Sunday, June 19, 2011

How green is our valley

With all the talk of drought around the country and in our region, it's hard to tell at first glance that anything's wrong. Everything looks pretty green. But if you live here, and know how it looks when it's raining normally, you can see the differences and the effect the lack of rain is having.

The view across the Cher Valley from up in the vineyards, looking roughly north.

For one thing, the fern cover in the forests isn't as dense and high as it normally is. Plants are generally smaller this year than last year. The grass is browner and doesn't need cutting as often. The colza crop has long been harvested and the grains are brown and ready. The sunflower fields are looking pretty sad.

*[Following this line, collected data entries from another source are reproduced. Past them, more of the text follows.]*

PR #3042, opened 2026-08-25
Fix sycl::queue leak in usm_ndarray `get_queue()`/`get_device()`

vlad-perevezentsev:
This PR fixes a memory leak in the C++ accessors `usm_ndarray::get_queue()` and `get_device()` in `dpnp/include/dpnp4pybind11.hpp`

`UsmNDArray_GetQueueRef_` (dpnp's `usm_ndarray.get_queue_ref()`) returns an owning copy of the queue (it calls `DPCTLQueue_Copy` i.e. new `sycl::queue`)
Both accessors dereferenced this pointer and copied the queue out but never freed the heap copy, leaking one `sycl::queue` per call. Under queue churn this keeps `queue_impl` alive and prevents reuse of the associated Level Zero command lists / event pools.

The fix adds `UsmNDArray_RemoveQueueRef` C-API to `dpnp_capi` (it binds `DPCTLQueue_Delete`); `get_queue()/get_device()` take ownership of the returned copy with `std::unique_ptr<sycl::queue>` whose custom deleter frees it via `UsmNDArray_RemoveQueueRef`. This keeps allocation and deallocation on dpctl's side of the ABI. 

 dpctl needs no change because its `Memory_GetQueueRef` returns a borrowed ref, whereas dpnp's `UsmNDArray_GetQueueRef` is documented to return a copy so it must be deleted.


dpnp/include/dpnp4pybind11.hpp
```diff
@@ -489,17 +489,26 @@ class usm_ndarray : public py::object
         PyUSMArrayObject *raw_ar = usm_array_ptr();
 
         auto const &api = detail::dpnp_capi::get();
+        // UsmNDArray_GetQueueRef_ returns an owning copy (DPCTLQueue_Copy,
+        // i.e. `new sycl::queue`); wrap it in a unique_ptr to avoid leaking a
+        // queue per call.
         DPCTLSyclQueueRef QRef = api.UsmNDArray_GetQueueRef_(raw_ar);
```
antonwolfy, line 497: `QRef` might be NULL on OOM inside `DPCTLQueue_Copy`, while below dereferencing of NULL is UB.
It seems legacy and can be done in the follow-up PR.

dpnp/include/dpnp4pybind11.hpp
```diff
@@ -489,17 +489,26 @@ class usm_ndarray : public py::object
...
-        return *(reinterpret_cast<sycl::queue *>(QRef));
+        std::unique_ptr<sycl::queue> q_ptr{
```
antonwolfy: One point worth considering: freeing via `delete` (the `unique_ptr` default deleter) relies on an undocumented implementation detail rather than dpctl's documented ownership contract.

- `DPCTLSyclQueueRef` is documented as an *opaque* pointer, and `DPCTLQueue_Copy` is annotated `__dpctl_give`, whose contract is: "the caller now owns the object … to free it, use it exactly once as a value for a `__dpctl_take` argument" — i.e. `DPCTLQueue_Delete`.
- `delete` happens to be equivalent today only because `DPCTLQueue_Delete` is literally `delete reinterpret_cast<sycl::queue*>(QRef)` and dpnp/dpctl share the same runtime/allocator. If dpctl ever changed how it allocates the copy (pool/custom allocator), raw `delete` would break while `DPCTLQueue_Delete` would not.

Non-blocking, but to honor the documented contract we could use a `unique_ptr` with a custom deleter.

antonwolfy: A cleaner option that honors the contract *and* avoids the link dependency: add a `UsmNDArray_RemoveQueueRef` capi export that binds `DPCTLQueue_Delete`, and route the free through the capsule function pointer — mirroring how `UsmNDArray_GetQueueRef_` already works, so no consumer needs to link `libDPCTLSyclInterface`.

`dpnp/tensor/_usmarray.pyx`:
```cython
cdef api void UsmNDArray_RemoveQueueRef(c_dpctl.DPCTLSyclQueueRef QRef):
    """Delete a DPCTLSyclQueueRef previously returned by UsmNDArray_GetQueueRef"""
    c_dpctl.DPCTLQueue_Delete(QRef)   # safe on NULL
```

`dpnp/include/dpnp4pybind11.hpp` — add the struct member / ctor-init / assignment mirroring `UsmNDArray_GetQueueRef_`, then:
```cpp
DPCTLSyclQueueRef QRef = api.UsmNDArray_GetQueueRef_(raw_ar);
auto qref_deleter = [](sycl::queue *q) {
    detail::dpnp_capi::get().UsmNDArray_RemoveQueueRef_(
        reinterpret_cast<DPCTLSyclQueueRef>(q));
};
std::unique_ptr<sycl::queue, decltype(qref_deleter)> q_ptr{
    reinterpret_cast<sycl::queue *>(QRef), qref_deleter};
return *q_ptr;
```

This keeps allocation and deallocation on dpctl's side of the ABI and gives a symmetric Get/Remove pair (the capi test would be the natural place for a round-trip check).

That change is non-blocking for the PR — the current `delete` is provably equivalent under the supported build. So can be also done in the follow-up.

dpnp/include/dpnp4pybind11.hpp
```diff
@@ -489,17 +489,26 @@ class usm_ndarray : public py::object
         PyUSMArrayObject *raw_ar = usm_array_ptr();
 
         auto const &api = detail::dpnp_capi::get();
+        // UsmNDArray_GetQueueRef_ returns an owning copy (DPCTLQueue_Copy,
```
antonwolfy: Can we use a shorter comment?

vlad-perevezentsev: Done

dpnp/include/dpnp4pybind11.hpp
vlad-perevezentsev: Great point, agreed. 
Using raw delete could break if dpctl changes the allocator.

I updated it to use `DPCTLQueue_Delete` through `UsmNDArray_RemoveQueueRef` with a custom unique_ptr deleter.
I also used it in `test_usm_ndarray_capi.py` to cover and fix the leak there as well
Thanks

dpnp/include/dpnp4pybind11.hpp
vlad-perevezentsev: A good catch
I will be implemented in the follow-up PR

antonwolfy (approved):
Thank you @vlad-perevezentsev, LGTM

In the photo above you can see brown and green fields. Most of the brown are where colza was planted. The green fields are vineyards. I wonder what they'll be saying about this year's wine when it's harvested? Dry conditions often make for good wine, but the yield will be lower. It could start raining again at any time, but for many crops it will be too late. Even the grape vines have already set their fruit for the season. More or less water will only have an impact on the quality of the juice, not the quantity.


  1. From what I've been reading, a smaller yield is probably a good thing since they can't sell what they're producing anyway.

  2. Better juice is better, right?
    Take care.
    Your Friend, m.

  3. I think the owner of a vineyard would continually fret is about weather conditions. It sounds like a glamorous job, but it sounds actually more worrisome.

  4. We've had more than our share of precip this year but large parts of the US are suffering from some pretty extreme droughts. Looks pretty lush where you are (at least from the pic).

  5. Beautiful view of your valley. Nothing like that here in the flatlands of coastal Delaware. We do have a vineyard though. I'll have to take pictures and post them.